Let's start with the formalism:

Leave $ W $ be the total weight of our bag, $ 1, …, n $ be our elements, $ w_1, …, w_n $ their corresponding weights, and $ v_1, …, v_n $ its corresponding values.

As is known, the backpack problem for whole weights can be solved by dynamic programming (or, equivalently, using recursion + memory), with a time complexity of $ mathcal O (nW) $, where $ W $ is the total weight that our bag can hold, and $ n $ is the number of elements

However, for real numbered weights, the algorithm fails (just imagine a billion elements with weight $ <1 $Y $ W = 1 $). We can probably round them up in an intelligent way and then scale them up to be whole again, but that would increase the size of the problem in an unacceptable way.
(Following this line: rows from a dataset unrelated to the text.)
Issue #378, opened 2026-07-13
send.sh: add a stdin/file input mode so message bodies survive shell quoting


fujibee:
## Problem

Message bodies passed as a positional argument go through the SENDER's shell first. Two real incidents: a double-quoted body containing \$(...) had the substitution EXECUTE (leaking a real credential into a message), and a body containing backticks arrived with those spans silently evaluated/emptied. Both are sender-side quoting hazards, so send.sh can't intercept them after the fact — but it can offer an input path that avoids the shell entirely.

## Proposal

- `send.sh <team> <from> <to> --stdin` (and/or `--body-file <path>`): read the body verbatim from stdin/file, no shell interpretation possible.
- Document in SKILL.md guidance: prefer --stdin/heredoc for bodies containing backticks, \$, or quotes; single-quote otherwise.
- Related: #230 (length guard) could share the same input plumbing; #355 (recipient validation) is the same front-door hardening family.

masa6161:
Hard data point that upgrades this proposal from "quoting hazard mitigation" to "the only way to avoid silent data loss on Windows": we hit an incident where a message body was **silently truncated at exactly 8,186 characters** before it ever reached `send.sh`, and root-caused it to the MSYS2 runtime's command-line handling. `--stdin` / `--body-file` would eliminate it completely.

**The incident** — a Codex agent (whose `shell_command` tool runs PowerShell, i.e. a *native* process) sent an 8,324-char body via `bash .../send.sh <team> <from> <to> $var`. The stored row ends mid-word at 8,186 chars / 11,976 bytes. The agent's tool call is preserved in the Codex rollout with the full 8,324-char text, so the loss happened between PowerShell and `send.sh`'s `main` — neither side can detect it after the fact.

Another approach would be to use recursion instead of dynamic programming, because the idea behind the algorithm still works, be it the $ n $& # 39; The item is in the optimal solution, or not.

However, even with memorization, we can easily choose our weights so that all sums

$$ sum_ {

begin {align}

i & in M \

M & subseteq {1, .., n }

end {align}} w_i $$

we are different, leaving us with $ 2 ^ n $ weight-sums to memorize.

Is there an optimal algorithm that manages to maintain the complexity of pseudo-polynomial time?